▸ Work task
Every line that contains the word "components" should be copied from the records below.

(Collected data entries)
=== Begin Enclosure ===
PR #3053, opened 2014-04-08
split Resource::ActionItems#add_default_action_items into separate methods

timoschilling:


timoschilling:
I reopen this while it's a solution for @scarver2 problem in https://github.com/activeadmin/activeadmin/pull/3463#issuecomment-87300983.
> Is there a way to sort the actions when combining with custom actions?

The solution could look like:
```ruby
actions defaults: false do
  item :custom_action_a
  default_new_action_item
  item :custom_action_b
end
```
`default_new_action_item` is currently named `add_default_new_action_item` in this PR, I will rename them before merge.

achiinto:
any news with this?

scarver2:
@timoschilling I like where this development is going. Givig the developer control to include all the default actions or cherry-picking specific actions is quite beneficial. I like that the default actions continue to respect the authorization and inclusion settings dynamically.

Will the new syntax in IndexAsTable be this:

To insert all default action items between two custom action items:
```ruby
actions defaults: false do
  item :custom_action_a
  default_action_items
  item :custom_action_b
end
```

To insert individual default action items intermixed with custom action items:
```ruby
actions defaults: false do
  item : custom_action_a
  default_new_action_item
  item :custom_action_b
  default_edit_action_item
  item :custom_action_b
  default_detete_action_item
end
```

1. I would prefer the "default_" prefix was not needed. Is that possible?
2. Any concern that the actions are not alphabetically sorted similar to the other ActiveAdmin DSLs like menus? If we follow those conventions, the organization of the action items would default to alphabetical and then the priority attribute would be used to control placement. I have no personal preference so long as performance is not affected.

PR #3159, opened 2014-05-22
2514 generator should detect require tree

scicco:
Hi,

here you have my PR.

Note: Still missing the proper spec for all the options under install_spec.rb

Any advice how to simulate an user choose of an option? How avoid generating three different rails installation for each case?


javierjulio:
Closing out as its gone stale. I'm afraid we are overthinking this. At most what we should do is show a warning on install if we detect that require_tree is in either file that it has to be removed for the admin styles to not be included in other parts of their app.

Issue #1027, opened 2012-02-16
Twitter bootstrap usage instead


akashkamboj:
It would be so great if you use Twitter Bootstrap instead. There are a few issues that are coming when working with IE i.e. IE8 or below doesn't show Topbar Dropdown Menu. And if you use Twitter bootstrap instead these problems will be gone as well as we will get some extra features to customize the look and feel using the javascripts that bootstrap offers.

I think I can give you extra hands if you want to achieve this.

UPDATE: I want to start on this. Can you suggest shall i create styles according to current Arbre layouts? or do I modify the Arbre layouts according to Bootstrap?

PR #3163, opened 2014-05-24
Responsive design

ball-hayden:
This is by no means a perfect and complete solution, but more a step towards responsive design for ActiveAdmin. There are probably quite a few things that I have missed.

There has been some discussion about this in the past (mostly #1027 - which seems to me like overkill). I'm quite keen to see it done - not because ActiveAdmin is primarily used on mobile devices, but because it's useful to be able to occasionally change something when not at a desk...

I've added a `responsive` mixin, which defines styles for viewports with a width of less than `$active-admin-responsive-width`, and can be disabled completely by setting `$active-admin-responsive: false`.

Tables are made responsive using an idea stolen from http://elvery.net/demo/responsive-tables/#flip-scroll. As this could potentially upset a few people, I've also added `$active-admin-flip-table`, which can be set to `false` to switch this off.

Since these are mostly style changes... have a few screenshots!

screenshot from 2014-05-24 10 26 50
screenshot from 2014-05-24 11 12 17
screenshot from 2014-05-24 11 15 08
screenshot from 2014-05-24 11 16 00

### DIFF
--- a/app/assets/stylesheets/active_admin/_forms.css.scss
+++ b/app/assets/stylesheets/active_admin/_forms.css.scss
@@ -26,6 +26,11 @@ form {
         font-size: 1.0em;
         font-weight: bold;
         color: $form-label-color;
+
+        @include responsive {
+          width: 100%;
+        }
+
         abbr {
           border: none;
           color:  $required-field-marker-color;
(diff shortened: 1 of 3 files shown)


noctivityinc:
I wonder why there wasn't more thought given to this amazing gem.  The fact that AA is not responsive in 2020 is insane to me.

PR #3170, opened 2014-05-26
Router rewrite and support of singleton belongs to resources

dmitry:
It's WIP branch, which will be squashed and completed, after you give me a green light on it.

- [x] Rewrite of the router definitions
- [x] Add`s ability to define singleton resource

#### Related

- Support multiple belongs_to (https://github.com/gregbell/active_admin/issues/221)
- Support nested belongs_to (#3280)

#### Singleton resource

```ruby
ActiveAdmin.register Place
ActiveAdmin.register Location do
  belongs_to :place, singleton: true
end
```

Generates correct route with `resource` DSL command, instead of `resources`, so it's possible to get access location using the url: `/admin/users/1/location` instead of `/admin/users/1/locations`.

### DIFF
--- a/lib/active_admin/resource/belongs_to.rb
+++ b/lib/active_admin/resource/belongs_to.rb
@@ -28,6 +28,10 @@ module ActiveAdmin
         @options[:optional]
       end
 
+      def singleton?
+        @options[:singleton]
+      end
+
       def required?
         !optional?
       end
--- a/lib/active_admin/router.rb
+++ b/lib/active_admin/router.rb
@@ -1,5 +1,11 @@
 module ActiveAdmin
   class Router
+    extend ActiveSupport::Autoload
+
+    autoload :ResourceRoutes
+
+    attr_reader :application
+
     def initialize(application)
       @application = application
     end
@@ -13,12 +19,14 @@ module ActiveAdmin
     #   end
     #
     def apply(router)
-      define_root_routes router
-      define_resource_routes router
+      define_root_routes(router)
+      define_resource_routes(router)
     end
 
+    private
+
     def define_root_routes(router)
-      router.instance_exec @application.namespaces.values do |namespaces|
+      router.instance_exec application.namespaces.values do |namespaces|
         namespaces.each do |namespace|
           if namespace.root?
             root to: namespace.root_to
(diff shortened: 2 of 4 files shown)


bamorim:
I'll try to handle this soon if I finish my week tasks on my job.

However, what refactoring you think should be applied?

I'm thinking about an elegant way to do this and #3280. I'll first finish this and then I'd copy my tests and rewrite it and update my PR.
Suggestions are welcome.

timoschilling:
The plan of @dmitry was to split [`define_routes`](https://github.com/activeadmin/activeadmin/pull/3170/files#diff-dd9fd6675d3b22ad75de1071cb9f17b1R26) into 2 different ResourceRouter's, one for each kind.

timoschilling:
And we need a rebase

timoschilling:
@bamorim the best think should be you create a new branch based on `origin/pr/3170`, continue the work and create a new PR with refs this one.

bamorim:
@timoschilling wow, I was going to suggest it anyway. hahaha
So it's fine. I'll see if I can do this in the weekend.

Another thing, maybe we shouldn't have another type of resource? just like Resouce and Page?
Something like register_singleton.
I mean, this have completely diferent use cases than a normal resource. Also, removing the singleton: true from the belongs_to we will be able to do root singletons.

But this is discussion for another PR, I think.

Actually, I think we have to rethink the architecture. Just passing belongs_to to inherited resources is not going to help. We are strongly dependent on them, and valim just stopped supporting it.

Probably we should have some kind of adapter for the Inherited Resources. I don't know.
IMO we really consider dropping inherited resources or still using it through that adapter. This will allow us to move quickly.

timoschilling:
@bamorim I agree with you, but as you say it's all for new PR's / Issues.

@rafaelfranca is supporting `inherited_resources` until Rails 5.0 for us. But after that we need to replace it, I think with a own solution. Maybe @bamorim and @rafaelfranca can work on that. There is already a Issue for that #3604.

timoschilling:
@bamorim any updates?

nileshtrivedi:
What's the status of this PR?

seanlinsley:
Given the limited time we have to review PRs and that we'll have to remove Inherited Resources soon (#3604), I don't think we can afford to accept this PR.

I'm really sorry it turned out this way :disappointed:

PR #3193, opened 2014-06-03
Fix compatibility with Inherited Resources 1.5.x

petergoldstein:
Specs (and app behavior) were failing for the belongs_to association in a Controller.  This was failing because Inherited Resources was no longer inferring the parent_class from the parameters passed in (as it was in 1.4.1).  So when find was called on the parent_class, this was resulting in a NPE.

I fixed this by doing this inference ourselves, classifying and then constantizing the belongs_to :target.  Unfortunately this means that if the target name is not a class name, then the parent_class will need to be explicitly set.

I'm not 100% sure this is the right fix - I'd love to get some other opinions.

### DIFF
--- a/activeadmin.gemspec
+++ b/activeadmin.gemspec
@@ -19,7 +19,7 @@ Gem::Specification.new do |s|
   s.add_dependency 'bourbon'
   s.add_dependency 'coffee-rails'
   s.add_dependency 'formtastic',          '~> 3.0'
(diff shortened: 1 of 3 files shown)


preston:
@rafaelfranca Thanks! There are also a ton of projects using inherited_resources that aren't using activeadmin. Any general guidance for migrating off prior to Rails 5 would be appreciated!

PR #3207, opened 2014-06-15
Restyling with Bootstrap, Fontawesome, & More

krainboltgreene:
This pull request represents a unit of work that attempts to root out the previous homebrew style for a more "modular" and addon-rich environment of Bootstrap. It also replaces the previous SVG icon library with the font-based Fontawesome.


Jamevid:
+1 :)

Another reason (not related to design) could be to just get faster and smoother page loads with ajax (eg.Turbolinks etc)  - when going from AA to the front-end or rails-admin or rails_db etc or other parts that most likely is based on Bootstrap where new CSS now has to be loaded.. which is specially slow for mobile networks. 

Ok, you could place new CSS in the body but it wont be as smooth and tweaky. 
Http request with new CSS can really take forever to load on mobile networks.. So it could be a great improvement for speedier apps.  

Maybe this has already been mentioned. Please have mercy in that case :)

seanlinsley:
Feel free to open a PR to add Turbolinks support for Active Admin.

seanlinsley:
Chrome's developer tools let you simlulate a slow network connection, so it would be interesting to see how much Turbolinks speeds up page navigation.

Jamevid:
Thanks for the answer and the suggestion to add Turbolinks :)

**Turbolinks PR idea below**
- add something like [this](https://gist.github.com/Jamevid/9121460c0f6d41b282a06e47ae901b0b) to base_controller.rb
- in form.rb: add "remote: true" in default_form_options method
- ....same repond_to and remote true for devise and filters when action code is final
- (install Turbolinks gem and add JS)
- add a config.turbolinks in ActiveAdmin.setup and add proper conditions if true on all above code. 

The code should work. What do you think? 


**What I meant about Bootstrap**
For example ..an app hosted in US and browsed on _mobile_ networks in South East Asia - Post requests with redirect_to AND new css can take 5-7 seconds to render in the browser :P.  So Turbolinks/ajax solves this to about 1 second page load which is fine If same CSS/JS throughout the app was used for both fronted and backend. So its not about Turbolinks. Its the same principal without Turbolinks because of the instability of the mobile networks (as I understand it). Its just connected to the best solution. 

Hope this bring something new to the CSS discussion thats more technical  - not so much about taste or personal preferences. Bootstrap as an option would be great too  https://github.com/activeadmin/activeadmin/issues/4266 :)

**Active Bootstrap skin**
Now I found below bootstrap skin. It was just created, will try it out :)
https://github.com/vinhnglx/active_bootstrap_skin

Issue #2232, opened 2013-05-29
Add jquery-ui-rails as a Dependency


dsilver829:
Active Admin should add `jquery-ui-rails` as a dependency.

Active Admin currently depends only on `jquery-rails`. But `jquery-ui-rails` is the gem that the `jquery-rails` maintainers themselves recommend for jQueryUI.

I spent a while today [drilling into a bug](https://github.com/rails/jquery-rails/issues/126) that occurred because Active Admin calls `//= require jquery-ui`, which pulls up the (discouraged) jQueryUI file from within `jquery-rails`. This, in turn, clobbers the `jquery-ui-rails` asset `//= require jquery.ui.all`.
=== End Enclosure ===
=== Begin Enclosure ===
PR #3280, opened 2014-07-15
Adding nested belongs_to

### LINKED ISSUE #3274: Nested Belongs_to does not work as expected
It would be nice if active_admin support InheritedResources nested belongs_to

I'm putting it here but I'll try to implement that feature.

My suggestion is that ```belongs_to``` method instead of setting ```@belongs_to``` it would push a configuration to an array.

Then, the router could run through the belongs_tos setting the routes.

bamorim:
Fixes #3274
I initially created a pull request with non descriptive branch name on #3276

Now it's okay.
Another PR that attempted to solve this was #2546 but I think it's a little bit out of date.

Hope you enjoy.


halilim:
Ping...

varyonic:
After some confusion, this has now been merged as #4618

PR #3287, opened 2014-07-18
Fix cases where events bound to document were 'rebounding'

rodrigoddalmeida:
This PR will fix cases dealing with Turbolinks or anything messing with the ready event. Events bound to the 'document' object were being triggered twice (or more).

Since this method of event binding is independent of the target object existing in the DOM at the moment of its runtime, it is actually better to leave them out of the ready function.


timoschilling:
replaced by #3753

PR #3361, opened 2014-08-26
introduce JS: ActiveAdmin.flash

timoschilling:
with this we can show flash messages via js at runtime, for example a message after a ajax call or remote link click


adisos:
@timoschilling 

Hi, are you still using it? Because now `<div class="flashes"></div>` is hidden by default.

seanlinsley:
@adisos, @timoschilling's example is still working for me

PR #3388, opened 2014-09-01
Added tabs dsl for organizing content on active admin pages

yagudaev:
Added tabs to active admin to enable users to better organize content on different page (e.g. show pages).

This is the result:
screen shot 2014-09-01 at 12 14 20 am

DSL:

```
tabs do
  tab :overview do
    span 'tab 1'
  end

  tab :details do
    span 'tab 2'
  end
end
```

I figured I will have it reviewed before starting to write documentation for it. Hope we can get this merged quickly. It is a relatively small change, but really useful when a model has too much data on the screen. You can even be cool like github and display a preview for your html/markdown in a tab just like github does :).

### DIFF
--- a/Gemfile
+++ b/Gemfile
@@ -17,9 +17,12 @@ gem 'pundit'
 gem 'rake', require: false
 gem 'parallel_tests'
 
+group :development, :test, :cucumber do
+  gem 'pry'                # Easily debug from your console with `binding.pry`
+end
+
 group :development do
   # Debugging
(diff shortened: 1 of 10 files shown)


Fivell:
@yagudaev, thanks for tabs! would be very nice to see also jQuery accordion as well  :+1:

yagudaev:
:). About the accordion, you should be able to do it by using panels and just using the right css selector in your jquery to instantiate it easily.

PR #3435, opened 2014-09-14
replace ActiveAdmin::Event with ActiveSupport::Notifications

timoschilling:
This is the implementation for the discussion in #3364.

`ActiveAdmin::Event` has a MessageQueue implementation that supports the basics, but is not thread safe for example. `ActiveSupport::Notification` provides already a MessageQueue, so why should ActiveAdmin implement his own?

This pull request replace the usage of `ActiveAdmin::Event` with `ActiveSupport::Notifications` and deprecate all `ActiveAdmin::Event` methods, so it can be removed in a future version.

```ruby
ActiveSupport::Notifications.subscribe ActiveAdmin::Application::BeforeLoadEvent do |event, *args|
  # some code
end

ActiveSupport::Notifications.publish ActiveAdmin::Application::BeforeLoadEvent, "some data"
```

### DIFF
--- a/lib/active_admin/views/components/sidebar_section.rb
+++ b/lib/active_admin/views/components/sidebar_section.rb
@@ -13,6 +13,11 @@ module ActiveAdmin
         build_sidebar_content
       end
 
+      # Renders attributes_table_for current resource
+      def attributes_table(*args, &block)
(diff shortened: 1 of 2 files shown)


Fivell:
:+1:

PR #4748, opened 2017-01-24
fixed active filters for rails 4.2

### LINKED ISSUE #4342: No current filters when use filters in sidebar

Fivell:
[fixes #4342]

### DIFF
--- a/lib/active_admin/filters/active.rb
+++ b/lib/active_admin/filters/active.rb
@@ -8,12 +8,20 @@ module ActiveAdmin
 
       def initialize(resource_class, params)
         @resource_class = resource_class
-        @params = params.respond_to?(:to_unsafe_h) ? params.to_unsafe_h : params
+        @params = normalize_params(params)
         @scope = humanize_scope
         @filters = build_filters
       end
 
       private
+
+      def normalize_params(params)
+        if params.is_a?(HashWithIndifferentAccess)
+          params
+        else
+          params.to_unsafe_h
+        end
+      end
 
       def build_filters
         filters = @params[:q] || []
=== End Enclosure ===
=== Begin Enclosure ===
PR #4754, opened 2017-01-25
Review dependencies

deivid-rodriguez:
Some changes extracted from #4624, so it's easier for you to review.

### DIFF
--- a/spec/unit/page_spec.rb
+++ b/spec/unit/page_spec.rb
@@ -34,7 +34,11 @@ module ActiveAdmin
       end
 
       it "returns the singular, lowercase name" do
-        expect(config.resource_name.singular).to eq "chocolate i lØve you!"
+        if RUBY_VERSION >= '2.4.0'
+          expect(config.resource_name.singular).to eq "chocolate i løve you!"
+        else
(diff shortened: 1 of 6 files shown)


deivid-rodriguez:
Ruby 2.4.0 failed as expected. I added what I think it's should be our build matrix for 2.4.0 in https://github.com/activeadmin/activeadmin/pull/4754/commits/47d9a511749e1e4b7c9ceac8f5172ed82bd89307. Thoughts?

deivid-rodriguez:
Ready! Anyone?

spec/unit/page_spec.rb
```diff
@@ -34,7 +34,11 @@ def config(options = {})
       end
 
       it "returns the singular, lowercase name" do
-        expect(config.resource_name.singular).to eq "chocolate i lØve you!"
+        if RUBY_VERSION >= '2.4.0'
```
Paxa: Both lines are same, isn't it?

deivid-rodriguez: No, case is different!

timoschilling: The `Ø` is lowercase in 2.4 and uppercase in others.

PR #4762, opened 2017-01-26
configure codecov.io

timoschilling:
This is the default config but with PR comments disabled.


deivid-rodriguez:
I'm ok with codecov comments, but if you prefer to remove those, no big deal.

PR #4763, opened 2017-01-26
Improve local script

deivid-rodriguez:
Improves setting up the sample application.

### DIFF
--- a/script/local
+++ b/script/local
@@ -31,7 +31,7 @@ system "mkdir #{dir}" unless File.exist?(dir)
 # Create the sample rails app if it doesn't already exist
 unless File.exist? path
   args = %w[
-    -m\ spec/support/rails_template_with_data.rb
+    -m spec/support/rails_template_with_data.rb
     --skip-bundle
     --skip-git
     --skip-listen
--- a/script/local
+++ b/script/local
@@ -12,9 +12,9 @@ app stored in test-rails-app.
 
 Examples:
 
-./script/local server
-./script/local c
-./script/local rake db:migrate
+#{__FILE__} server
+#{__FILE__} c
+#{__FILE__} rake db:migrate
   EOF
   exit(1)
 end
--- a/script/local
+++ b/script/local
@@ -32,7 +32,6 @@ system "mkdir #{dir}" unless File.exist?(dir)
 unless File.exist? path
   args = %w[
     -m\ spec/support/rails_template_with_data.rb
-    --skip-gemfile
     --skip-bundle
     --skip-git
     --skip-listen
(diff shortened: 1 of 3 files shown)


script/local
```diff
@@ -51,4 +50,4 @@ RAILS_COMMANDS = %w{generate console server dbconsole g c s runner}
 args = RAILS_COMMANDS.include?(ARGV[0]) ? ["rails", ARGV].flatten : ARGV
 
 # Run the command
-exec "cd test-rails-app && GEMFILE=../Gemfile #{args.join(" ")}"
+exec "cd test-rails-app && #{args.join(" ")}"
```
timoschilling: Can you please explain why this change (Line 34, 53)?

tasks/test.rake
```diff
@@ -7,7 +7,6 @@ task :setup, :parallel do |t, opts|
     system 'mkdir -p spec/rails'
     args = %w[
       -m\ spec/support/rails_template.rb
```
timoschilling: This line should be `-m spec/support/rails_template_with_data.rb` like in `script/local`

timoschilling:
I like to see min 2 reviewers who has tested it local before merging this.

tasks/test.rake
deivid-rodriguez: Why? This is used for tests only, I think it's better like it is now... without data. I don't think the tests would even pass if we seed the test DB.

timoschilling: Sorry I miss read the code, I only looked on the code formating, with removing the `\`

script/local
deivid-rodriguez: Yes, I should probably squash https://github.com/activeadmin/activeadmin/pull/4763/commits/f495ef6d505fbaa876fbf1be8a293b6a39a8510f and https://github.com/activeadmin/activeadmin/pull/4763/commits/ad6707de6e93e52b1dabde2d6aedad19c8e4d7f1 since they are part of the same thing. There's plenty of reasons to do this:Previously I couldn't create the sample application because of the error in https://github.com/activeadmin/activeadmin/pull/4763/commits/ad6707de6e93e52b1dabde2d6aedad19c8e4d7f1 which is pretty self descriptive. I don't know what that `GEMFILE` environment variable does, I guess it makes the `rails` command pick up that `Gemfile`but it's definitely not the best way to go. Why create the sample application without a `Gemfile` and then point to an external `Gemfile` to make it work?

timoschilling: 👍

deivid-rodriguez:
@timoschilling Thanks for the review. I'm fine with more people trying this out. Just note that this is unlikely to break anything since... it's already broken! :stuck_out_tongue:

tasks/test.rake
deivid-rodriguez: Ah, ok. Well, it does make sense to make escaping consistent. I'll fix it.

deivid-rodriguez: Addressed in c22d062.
=== End Enclosure ===
▸ Answer
--- a/lib/active_admin/views/components/sidebar_section.rb
+++ b/lib/active_admin/views/components/sidebar_section.rb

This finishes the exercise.